1717’de Londra’da dört büyük mason locasının birleşmesiyle Londra Büyük Locası kuruldu. Bundan sonra toplumsal hayatta giderek etkin bir konum kazanan masonluk İngiliz kraliyet ailesinin ve Anglikan kilisesinin desteğini alarak hızla gelişti, bir taraftan da İngiliz sömürgeciliğine paralel olarak dünyanın pek çok bölgesine yayıldı. Masonluğun günümüzde de geçerli olan temel kanunları 1723’te rahip James Anderson tarafından hazırlandı.

Masonluk, XVIII. yüzyılın başlarında Fransa’ya girişiyle giderek Aydınlanma çağının kavramları çerçevesinde siyaset dışı yapısından uzaklaştı. Bunun sonucu olarak Fransız masonları 1789 Fransız İhtilâli’nde etkili oldular.
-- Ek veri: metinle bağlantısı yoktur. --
PR #505, opened 2017-09-25
Point Value Lookups

### LINKED ISSUE #504: Sampling layer points
Given a layer we may want to sample point values. Doing lookups we may want to sample multiple points at once.

```python
layer = catalog.get("s3://....")

geojson = read_some_file("...")
point = shapley.read(geojson)
layer.point_value(point)
# [ (point, 3.2) ]
# [ (datetime1, 3.2), (datetime2, 3.1) ]

geojson = read_some_file("...")
points = shapley.read(geojson)
layer.point_value(points)
# if spatial: [ (point1, 3.2), (point2, 1) ]
# if temporal: [ (datetime1, point1, 3.2), (datetime2, point1, 3.1), (datetime1, point2, 5.2), (datetime2, point2, 5.1)]
```

The return type is a concern:
- It must be an array because we may have tiles with duplicate keys at any point.
- It would be good to encase them in a Feature, geometry plus some property.

jbouffard:
This PR adds the `get_point_values` method to `TiledRasterLayer`. This will allow for the lookup of values at a given point for `TiledRasterLayer`s. In addition to the new method, `SpatialPoint` and `SpaceTimePoint` are two new data structures that are used to represent the method's output.

This PR resolves #504

### DIFF
--- a/geopyspark-backend/geotrellis/src/main/scala/geopyspark/geotrellis/SpatialTiledRasterLayer.scala
+++ b/geopyspark-backend/geotrellis/src/main/scala/geopyspark/geotrellis/SpatialTiledRasterLayer.scala
@@ -15,7 +15,7 @@ import geotrellis.raster.io.geotiff._
 import geotrellis.raster.io.geotiff.compression._
 import geotrellis.raster.rasterize._
 import geotrellis.raster.render._
-import geotrellis.raster.resample.ResampleMethod
+import geotrellis.raster.resample.{ResampleMethod, PointResampleMethod, Resample}
 import geotrellis.spark._
 import geotrellis.spark.costdistance.IterativeCostDistance
 import geotrellis.spark.io._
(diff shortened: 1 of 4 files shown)


geopyspark/geotrellis/__init__.py
```diff
@@ -394,6 +394,33 @@ def __new__(cls, tile_size=None, tile_cols=None, tile_rows=None):
 RasterizerOptions.__new__.__defaults__ = (True, 'PixelIsPoint')
 
 
+SpatialPoint = namedtuple("SpatialPoint", 'point values')
```
jbouffard: @echeipesh I want to get your opinion on the `SpatialPoint` and `SpaceTimePoint` types. Currently, they are simply wrappers around `(Point, [int or float])` pairs and don't serve much of a purpose beyond that. Unless we plan on expanding these types and their uses, I think it might be easier to just return a `{point: [int or float]}` instead. Because when I was working with these types, I found they'd be better suited as `dict`s in their current state.

PR #518, opened 2017-10-18
Filter By Times

jbouffard:
This PR adds the `filter_by_times` method to `RasterLayer` and `TiledRasterLayer`. This will allow any layer of type `SPACETIME` to filter their elements by times.

### DIFF
--- a/geopyspark/geotrellis/layer.py
+++ b/geopyspark/geotrellis/layer.py
@@ -6,6 +6,7 @@ when performing operations.
 import json
 import datetime
 import shapely.wkb
+import pytz
 from shapely.geometry import Polygon, MultiPolygon, Point
 from geopyspark.geotrellis.protobufcodecs import (multibandtile_decoder,
                                                   projected_extent_decoder,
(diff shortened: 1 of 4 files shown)


geopyspark/geotrellis/layer.py
```diff
@@ -724,6 +725,39 @@ def __str__(self):
...
+            time_intervals (``[datetime.datetime]``): A list of the time intervals to query.
+                This list can have one or multiple elements. If just a single element, then only
+                exact matches with that given time will be kept. If there are multiple times given,
+                then they are each paired together so that they form ranges of time. In the case
+                where there are an odd number of elements, then the remaining time will be treated
+                as a single query and not a range.
+
+        Note:
+            If nothing intersects the given ``time_intervals``, then the returned ``RasterLayer``
+            will be empty.
```
echeipesh: Just to clarify if I'm giving `time_intervals` as `[a, b, c, d]` then the query is going to be for intervals:
`[ (a,b), (b,c), (c,d)]` ?

jbouffard: The intervals would be `[ (a, b), (c, d) ]`. I used the `grouped(2)` method on the Scala `Array` to group them together.

PR #525, opened 2017-11-02
Fixed Bug in tileToLayout for TiledRasterLayers

### LINKED ISSUE #523: Rewrite the "Querying a Layer" Section of the Catalog Documentation so it is More Clear
Going over the `Querying a Layer` section of the catalog documentation, there are some incorrect comments and certain concepts are not clear. Mainly, what will be returned and why when querying with a geometry.

### LINKED ISSUE #524: Fix tileToLayout Logic so That It Uses the Correct MapKeyTransform
We have recently found instances where `tile_to_layout` does not produce the correct number of elements in the resulting layer. This is because when we transform the keys of the layer into extents, we do so using the `MapKeyTransform` of the target the layout, and not the source. To resolve this, all we'd need to do is use the `MapKeyTransform` from the layout of the source. Which would look something like this:

```
val baseMapTransform = rdd.metadata.layout.mapTransform

rdd.map { case(k, v) => (ProjectedExtent(baseMapTransform(k), crs), v) }
```

jbouffard:
This PR fixes a bug present in the `tileToLayout` methods for the `TiledRasterLayer` classes by using the correct `MapKeyTransform` to convert the keys to extents.

This PR resolves #524

### DIFF
--- a/geopyspark-backend/geotrellis/src/main/scala/geopyspark/geotrellis/SpatialTiledRasterLayer.scala
+++ b/geopyspark-backend/geotrellis/src/main/scala/geopyspark/geotrellis/SpatialTiledRasterLayer.scala
@@ -97,17 +97,15 @@ class SpatialTiledRasterLayer(
     zoom: Option[Int],
     resampleMethod: ResampleMethod
   ): TiledRasterLayer[SpatialKey] = {
-    val mapKeyTransform =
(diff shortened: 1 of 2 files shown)


jbouffard:
@echeipesh Okay, I'll make an issue to have that method moved to the abstract class.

Masonluğun hürriyet-eşitlik-kardeşlik ilkeleri Fransız İhtilâli’nin de mesajı olarak tarihe geçti. Loca yapılanmasındaki biraderlik ve sembolizm, yerini hiyerarşik derecelenmeye ve buna uygun ritüellere bıraktı. Aynı dönemde masonluk, İskoç ve York geleneği olmak üzere günümüze kadar devam eden iki ana sisteme ve kola ayrıldı. İskoç kolu Fransız, York kolu Anglo-Sakson motiflerini taşımaktaydı. Bu dönemde masonluğa geçen ritüeller arasında, tarihi Haçlı seferlerine dayanan ve Kudüs’ü muhafaza için teşkilâtlanan dinî karakterli tapınak şövalyeleri, Malta şövalyeleri gibi efsaneler en belirgin olanlarıdır. Masonluğun sloganlarından biri olan ve Tanrı için kullanılan “evrenin ulu mimarı” ifadesi yine bu dönemde öğretiye yerleşti. Anglo-Sakson masonluğu daha sonra kendi içinde İskoç, İrlanda ve İngiliz localarına ayrıldı.

XIX ve XX. yüzyıllarda Anglo-Sakson masonluğu İngiltere Krallığı’nın himayesinde Amerika, Kanada, Hindistan, Afrika ve Kuzey Avrupa’da; daha seküler ve siyasî içerikli Fransız kolu ise Avusturya-Macaristan, İspanya, Portekiz, İtalya, Ortadoğu ve Latin Amerika’da yayıldı. XIX. yüzyılın sonlarında bu iki kol Tanrı’ya iman hususunda farklı yaklaşımlar benimsediği için birbirinden koptu. 1877’de Fransız Büyük Doğu Locası üyelik için Allah’a imanın gerekli olmadığını kabul ederken genel olarak İngilizce konuşulan bölgelerde masonluk rejimler ve kurumsallaşmış dinlerle iyi ilişkiler halinde gelişti.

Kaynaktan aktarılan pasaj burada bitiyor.